This lesson is being piloted (Beta version)

Using the GPU

Overview

Teaching: 5 min
Exercises: 15 min
Questions
  • How do I send my data to the GPU?

  • How do I train my model on the GPU?

Objectives
  • Learn how to move data between the CPU and the GPU.

  • Be able to identify common errors when moving data.

Once you have selected which device you want PyTorch to use then you can specify which parts of the computation are done on that device. Everything will run on the CPU as standard, so this is really about deciding which parts of the code you want to send to the GPU. For a neural network, training a model is typically the most computationally expensive part of your code and so that’s where GPUs are normally utilised. To run a training loop in this way requires that two things are passed to the GPU: (i) the model itself and (ii) the training data.

Sending the model to the GPU

In order to train a model on the GPU it is first necessary to send the model itself to the GPU. This is necessary because the trainable parameters of the model need to be on the GPU so that they can be applied and updated in each forward-backward pass. In PyTorch sending the model to the GPU is very simple:

model = model.to(device=device)

You can also do this when you initialise your model. For the example from the ML tutorial this would look like:

model = Classifier_MLP(in_dim=input_size, hidden_dim=hidden_size, out_dim=num_classes).to(device=device)

Older PyTorch versions

In older PyTorch versions, sending things to the GPU was specified in a less flexible way. Instead of using the .to(device=device) syntax, one used .cuda() to send things to the GPU and .cpu() to send things to the CPU. Although this is deprecated it will still work with more recent versions of PyTorch, and is often seen in older tutorials.

Sending the data to the GPU

The second requirement for running the training loop on the GPU is to move the training data. This can be done in exactly the same way as for the model, i.e.

x_train, y_train = x_train.to(device), y_train.to(device)

Due to the memory limitations of GPUs compared with CPUs, the data should be moved in mini-batches, i.e. you shouldn’t send your whole training data set to the GPU at the beginning of your code. Instead you should only send the data within a single batch iteratively during the training.

Challenge

Adapt the training loop from the ML tutorial to use the GPU.

Solution

model = model.to(device)
for batch, (x_train, y_train) in enumerate(train_loader):

        x_train, y_train = x_train.to(device), y_train.to(device)

        model.zero_grad()
        pred, prob = model(x_train)

        acc = (prob.argmax(dim=-1) == y_train).to(torch.float32).mean()
        train_accs.append(acc.mean().item())

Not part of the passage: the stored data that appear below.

Issue #96, opened 2021-05-13
[Feature Request] Automated load testing


bergundy:
The simple bench test stresses the system uncovering bugs that integration tests tend to miss.
Bench test should run on every PR, running against cloud will also test that passing an address and TLS options work.

bergundy:
@vkoby I just noticed we have this issue, please close once you're finished working on it.

Sushisource:
Include additional scenarios

PR #212, opened 2021-08-26
Load tests in buildkite

Sushisource:
Buildkite loadtests

Pt. 1 of #96 

Will add more scenarios after this is merged


packages/test/src/activities/index.ts
```diff
@@ -5,6 +5,15 @@ import { Connection } from '@temporalio/client';
...
 import { cancellableFetch as cancellableFetchInner } from './cancellable-fetch';
 
+// TODO: Get rid of this by providing client via activity context
+function getTestConnection(): Connection {
+  const serverURLOverride = process.env.TEMPORAL_TESTING_SERVER_URL;
+  if (serverURLOverride !== undefined && serverURLOverride.length > 0) {
+    return new Connection({ address: serverURLOverride });
+  }
+  return new Connection();
+}
```
bergundy, line 15: Not that it's even close to being critical but this would have been sufficient
```suggestion
  const address = process.env.TEMPORAL_TESTING_SERVER_URL || undefined;
  return new Connection({ address });
}
```

packages/test/src/perf/all-in-one.ts
```diff
@@ -35,6 +35,12 @@ async function main() {
   try {
     const starterArgs = argsToForward(starterArgSpec, args);
     const starter = spawn('node', [path.resolve(__dirname, 'starter.js'), ...starterArgs], { shell, stdio: 'inherit' });
+    worker.on('exit', (code) => {
+      // If worker dies unceremoniously then also make sure we can exit and not hang
+      if (code !== 0) {
+        kill(starter, 'SIGINT');
```
bergundy, line 41:
```suggestion
        await kill(starter, 'SIGINT');
```

bergundy: This was bugging me too but never got around to fixing, thanks.

packages/worker/src/worker.ts
```diff
@@ -709,7 +709,11 @@ export class Worker<T extends WorkerSpec = DefaultWorkerSpec> {
               const result = await output.activity.run(output.input);
               const status = result.failed ? 'failed' : result.completed ? 'completed' : 'cancelled';
               span.setAttributes({ status });
-              this.log.debug('Activity resolved', { activityId: output.activity.info.activityId, status });
+              this.log.debug('Activity resolved', {
+                activityId: output.activity.info.activityId,
+                status,
+                result: JSON.stringify(result),
```
bergundy, line 715: Please revert

package.json
```diff
@@ -33,12 +34,13 @@
...
   },
   "scripts": {
-    "install": "cd packages/docs && npm ci",
+    "install": "test -n $SKIP_DOCS_INSTALL || (cd packages/docs && npm ci)",
     "rebuild": "npm run clean && npm run build",
     "build": "lerna run --stream build",
     "build.watch": "lerna run --stream build.watch",
     "test": "lerna run --stream test",
     "test.watch": "lerna run --stream test.watch",
+    "ci-load": "node ./packages/test/lib/perf/all-in-one.js --server-address $TEMPORAL_TESTING_SERVER_URL",
```
bergundy, line 43: Why don't we call this `perf` instead of `load`?
I'd keep this consistent, AFAIC, we can rename either the test files or the script name.

package.json
```diff
@@ -33,12 +34,13 @@
     "typescript": "^4.2.3"
   },
   "scripts": {
-    "install": "cd packages/docs && npm ci",
+    "install": "test -n $SKIP_DOCS_INSTALL || (cd packages/docs && npm ci)",
```
bergundy, line 37: I'm thinking we might want to remove the docs dependencies out of this completely and only install them on demand.
Just not sure about the local dev experience.

package.json
```diff
@@ -7,6 +7,7 @@
     "@commitlint/cli": "^12.1.4",
     "@commitlint/config-conventional": "^12.1.4",
     "@opentelemetry/exporter-jaeger": "^0.20.0",
+    "@opentelemetry/api": "^0.20.0",
```
bergundy, line 10: I'm still puzzled as to why this breaks only on buildkite, but if it works, let's leave it.

bergundy: Especially puzzling is the fact that `package-lock.json` does not reflect this change.

.gitignore
```diff
@@ -1,3 +1,4 @@
+.idea/
```
bergundy, line 1: Sure we can put this here but I usually would rather not put editor specifics in the repo.
Wouldn't you rather put this in a global gitignore on your computer?

.buildkite/pipeline.yml
```diff
@@ -0,0 +1,10 @@
+steps:
+  - label: 'load-test'
+    agents:
+      queue: 'default'
+      docker: '*'
+    timeout_in_minutes: 15
+    plugins:
+      - docker-compose#v3.0.0:
```
bergundy, line 8: `3.0.0`? is this strict versioning? Can we make it `<4` a.k.a `^3.0.0`? I'm asking due to lack of familiarity with buildkite

.buildkite/docker/docker-compose.yaml
```diff
@@ -0,0 +1,51 @@
...
+      driver: none
+    ports:
+      - '7233:7233'
+      - '7234:7234'
+      - '7235:7235'
+      - '7239:7239'
+      - '6933:6933'
+      - '6934:6934'
+      - '6935:6935'
+      - '6939:6939'
```
bergundy, line 23: Not required for CI.
Instead of duplicating the entire file, why don't you download the original?
```docker-compose -f docker-compose.yml -f server.yml up```

File: .buildkite/docker/build-and-run-load.sh [hunk 10]
```diff
@@ -0,0 +1,17 @@
...
+npm --version
+
+npm set progress=false
+export SKIP_DOCS_INSTALL=true
+export TEMPORAL_TESTING_SERVER_URL="temporal:7233"
+
+npm ci
+# Try rebuilding once if it fails
+# TODO: Figure out whatever problem causes "common" package to not get compiled when it should
+npm run build || npm run build
```
bergundy, line 15: Wow, this is how you solved the build problem?
Let's keep the hack and track the issue.

.buildkite/docker/Dockerfile
```diff
@@ -0,0 +1,17 @@
+FROM rust:1.54
+
+# INSTALL NODE ============================================================================
+# Unfortunately can't use the friendly lts name here easily, because then it gets hard to add to the
+# path. We'll just have to update this as needed.
+ENV NODE_VERSION="v14.17.5"
+RUN curl -o- https://raw.githubusercontent.com/creationix/nvm/v0.38.0/install.sh | bash
+ENV NVM_DIR=/root/.nvm
+RUN . "$NVM_DIR/nvm.sh" && nvm install ${NODE_VERSION}
+RUN . "$NVM_DIR/nvm.sh" && nvm use ${NODE_VERSION}
```
bergundy, line 10: Why is this required?

.buildkite/docker/Dockerfile
```diff
@@ -0,0 +1,17 @@
+FROM rust:1.54
+
+# INSTALL NODE ============================================================================
+# Unfortunately can't use the friendly lts name here easily, because then it gets hard to add to the
+# path. We'll just have to update this as needed.
+ENV NODE_VERSION="v14.17.5"
```
bergundy, line 6: Could have used lts and changed the code below to:

`ENV PATH="$(dirname $(. $NVM_DIR/nvm.sh && nvm use 16 &> /dev/null && which node)):$PATH"`

.buildkite/pipeline.yml
```diff
@@ -0,0 +1,10 @@
+steps:
+  - label: 'load-test'
```
bergundy, line 2: Wouldn't you rather have separate build and test steps?

bergundy:
I'd also add some assertion about the number WFs processed per second and perhaps check the CPU usage.
I'd run at least 10000 WFs to get more accurate numbers.

.buildkite/docker/Dockerfile
Sushisource: It's just the easiest way to get node installed in the docker image

.gitignore
Sushisource: Makes it easier for others as well. There's not a reason at all for it to be checked in, no harm in having this line in the gitignore.

.buildkite/docker/docker-compose.yaml
Sushisource: What original are you referring to here?

.buildkite/pipeline.yml
Sushisource: It appears they must be specified exactly

.buildkite/pipeline.yml
Sushisource: I kinda would, but the way this docker-compose plugin works it's just much easier to do it this way

.buildkite/docker/Dockerfile
bergundy: I was asking about `nvm use`, I don't think it does anything here.

.buildkite/docker/docker-compose.yaml
bergundy: https://github.com/temporalio/docker-compose/blob/main/docker-compose.yml

.buildkite/pipeline.yml
bergundy: It's faster now but once we add more parallel steps the build agents will slow down.

.gitignore
bergundy: I will accept this impurity :)

bergundy (approved):
This can be merged AFAIC.

Had some unresolved comments but no blockers.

        loss = F.cross_entropy(pred, y_train)
        train_loss.append(loss.item())

        loss.backward()
        optimizer.step()

Common Errors

Remember that if your model is on the GPU then the data in your validation loop will also need to be sent to the GPU. Otherwise you will see an error that looks like this:

RuntimeError: Expected object of device type cuda but got device type cpu

Using the DataLoader Class with the GPU

If you are using the PyTorch DataLoader() class to load your data in each training loop then there are some keyword arguments you can set to speed up the data loading on the GPU. These should be passed to the class when you set up the data loader.

kwargs = {'num_workers': 1, 'pin_memory': True} if use_cuda else {}
train_loader = torch.utils.data.DataLoader(train_data, batch_size=batch_size, shuffle=True, **kwargs)

Pinned memory is used as a staging area for data transfers between the CPU and the GPU. By setting pin_memory=True when we initialise the data loader we are directly allocating space in pinned memory. This avoids the time cost of transferring data from the host to the pinned (non-pageable) staging area every time we move the data onto the GPU later in the code. You can read more about pinned memory on the nvidia blog.

GPU/CPU data mis-matches

Remember that once you have sent a particular set of data to the GPU, if you want to perform a calculation on those data using the CPU then you will need to move it back again. One of the most common errors you will see when using a GPU is a mismatch between the locations of different data being used in a function. This is what we saw above when the validation data were not moved onto the GPU.

In PyTorch you can find out which device your tensor data are on at different points in the code by using the device property:

print(x_train.device)

Challenge

Check which device the probability output from your model is held on. Do the same with the calculated loss.

Solution

for batch, (x_train, y_train) in enumerate(train_loader):

        x_train, y_train = x_train.to(device), y_train.to(device)

        model.zero_grad()
        pred, prob = model(x_train)
        print(prob.device)

        acc = (prob.argmax(dim=-1) == y_train).to(torch.float32).mean()
        train_accs.append(acc.mean().item())

        loss = F.cross_entropy(pred, y_train)
        train_loss.append(loss.item())
        print(loss.device)

        loss.backward()
        optimizer.step()

You should see that both the outputs from the model and the calculated loss are still on the GPU. If you want to use these values on the CPU you will need to use (e.g.)

prob = prob.to('cpu')
loss = loss.to('cpu')

Key Points

  • Both the model and the data must be moved onto the GPU for training.

  • Data should be moved onto the GPU in batches.